Stronger Coattails. The most controversial feature of the Johnson amendment is its proposal to elect the entire

House in presidential-election years. Thus after 1972, when it would take effect--and when Johnson himself will no longer be a candidate--the presidential party could not suffer its traditional off-year losses in the House. By strengthening the presidential coattails, the amendment, in Celler's words, would make the House "subservient to the presidential will." Since the President has no veto power over constitutional amendments, Congress can submit to the states any draft it chooses. An alternative to the Johnson proposal would provide for staggered elections, with half the House members running every two years. But even this would increase the President's influence on the House by assuring four-year terms for those of his party carried in with him. As it is, argues Historian James MacGregor Burns, economic and technological change have made the presidency a "super-office," with unprecedented powers. In Presidential Government: The Crucible of Leadership, published last week, Burns notes that the President's executive staff has grown to more than 1,500, while the White House is "a round-the-clock, round-the-year campaign headquarters." The evergrowing federal budget gives the Administration more and more power over industry and the economy. As federal spending programs grow and diversify, Burns points out, the President's leverage on local communities will increase correspondingly. *

"Consensus v. Challenge." Neither a political conservative nor a dogmatic states-righter, Burns, a history professor at Williams College and sometime adviser to John Kennedy, sees much that is good and necessary in what has happened. Yet he fears its future implications, when what he calls the "corruption of consensus" may ultimately cause the Government to become "flabby and complacent and lose the cutting edge of energy, initiative and innovation." He predicts that "the passion will have disappeared, and increasingly the compulsion of purpose will be dissipated."

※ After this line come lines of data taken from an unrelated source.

PR #767, opened 2016-01-29
Deletes Bridge.Build.Tasks

roncain:
This project was originally intended to hold MSBuild tasks to
deal with the Bridge, but is now obsolete and interferes with
building within the ToF environment.  Its only existing task was
to ask the Bridge to release its resources, but that functionality
has since been moved into Bridge.exe itself and is invoked after
tests have been run.


iamjasonp:
Buddy built + LGTM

The extent of the Goldwater defeat gave Johnson a massive mandate that was denied both Dwight Eisenhower and John Kennedy, who enjoyed virtually the same statutory and economic powers available to Johnson but had considerable trouble with Congress (as underscored by Burns's last book, Deadlock of Democracy). Nonetheless, as Congress considers Lyndon Johnson's constitutional amendments, Burns concludes with a timely warning. "A great society," he says, "needs not consensus but creative leadership and creative opposition. It needs the sting of challenge in a society rich in diversity and in a politics rich in dissent."

*John Quincy Adams in 1824, Rutherford B. Hayes in 1876, and Benjamin Harrison in 1888. *A contrary view is advanced in the January FORTUNE, in which Editor Max Ways argues that Johnson's "creative federalism" is a dynamic force that enhances rather than diminishes the powers of cities and states by giving them the responsibility as well as the resources for meeting their problems.